PR #14848, opened 2026-08-16
feat(agent): add starter agents and drafting one from a sentence

hazemadelkhalel:
## Description

Two ways to start an agent, because a blank instructions box is the worst possible first screen. Continues #14846.

**`GET /v1/agents/templates`** — eight starter agents. They are static, and they deliberately carry **instructions only, no tools**. A "Support triage" starter that referenced Zendesk would look ready and fail on first run, which is exactly the failure `.claude/rules/self-hosting.md` exists to prevent. This is the review focus the roadmap called out, and the test proves it rather than asserting it: a template is fetched, created, and **published** on a platform with no AI provider and no connections configured.

**`POST /v1/agents/draft`** — turns a sentence into a reviewable definition (`displayName`, `description`, `icon`, `color`, `instructions`). This one genuinely needs an AI provider, so it fails clearly instead of half-working, and templates keep serving either way. That's the honest degradation the rule asks for: the create screen always has something to offer, even on a fresh self-host.

Drafting is gated by `WRITE_AGENT` on the project named in the body — the same permission as creating, since that's what you're about to do. It does not create anything; the client reviews the result first.

The template instructions are written to be read *by the agent*: how to decide, and what not to do, rather than a job title. "Flag likely duplicates rather than merging them yourself" and "never promise a fix date" are the parts that make a starter useful instead of decorative.

## How was this tested?

39 tests in the agent suite, all green on Postgres **and on PGlite from a fresh database**. Full runs: EE 163 passing (16 files), CE 872 passing (74 files). Lint and typecheck clean. 217 / 600 meaningful lines in `server/api`, under budget without a label.

Covering the things a user would notice:

- every template is creatable and publishable **with no AI provider configured** — the zero-setup rule, proven end to end
- every template carries non-empty instructions and a valid icon and colour, so a starter can never render broken
- template ids are distinct, since the client will key on them
- the AI draft fails honestly with no provider while templates keep working
- a viewer cannot draft, so drafting can't be used to spend credits without write access
- `/templates` does not get swallowed by `/:id`, alongside the existing `/conversations`, `/memory` and `/runs` routes

`POST /draft` spends AI credits, so it is gated by `WRITE_AGENT` on a project resolved through the standard body resource, and a viewer is refused — covered by a test. The prompt is bounded by the shared text ceiling. Templates are static server-side data with no user input path. Neither endpoint reads or writes an agent row.


hazemadelkhalel:
On the metering finding — it's correct, and I'm deliberately not fixing it in this PR. Explaining rather than silently leaving it.

`POST /draft` checks credits but never debits them, so draft spend is invisible and the admission check only fires once *other* usage (chat, flows) has exhausted the balance. That is a real gap.

I tried to close it and backed out. Neither existing credit source fits a pre-creation helper: `CreditUsageSource.AI` requires `FlowRunCreditConsumptionProperties` (there is no flow run), and `CHAT` requires `conversationId` and `turnIndex` (there is no conversation). Billing it as `CHAT` with a synthetic conversation id would pollute chat analytics with non-chat events.

Closing it properly means a fourth credit source with its own properties type and a matching meter on the billing provider — and, more importantly, a decision about **what a draft should cost, or whether it should cost anything at all.** That is a pricing call, not an engineering one, and inventing a number here risks either overcharging for "help me phrase this" or shipping a meter the provider has no matching feature for, which fails silently.

What is in place meanwhile, and why I think it is a reasonable interim:

- per-caller rate limit of 20/minute, keyed on the principal so one API key cannot exhaust another caller or the platform owner
- credit admission check, so a platform already out of credits cannot draft
- prompt bounded to 2,000 characters rather than the 51,200 chat ceiling, cutting worst-case spend ~25x
- a 30s timeout and `maxRetries` left at the SDK default, so a hung provider cannot hold a connection indefinitely

Happy to add the metering in a follow-up once the credit weight is decided. Flagging it for the pricing owner rather than guessing.

On the earlier note about `extractJsonObject` placement: this repo's CLAUDE.md specifies `Imports → Exported functions/constants → Helper functions → Types`, so helpers belong after exports here. That helper is gone now anyway, replaced by the SDK's structured output.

== == ==

**Work to be completed:** Once you reach the line containing "Two ways to", include it and stop; until then, reproduce each line of the listing from its start exactly.

**Task solution:**
PR #14848, opened 2026-08-16
feat(agent): add starter agents and drafting one from a sentence

hazemadelkhalel:
## Description

Two ways to start an agent, because a blank instructions box is the worst possible first screen. Continues #14846.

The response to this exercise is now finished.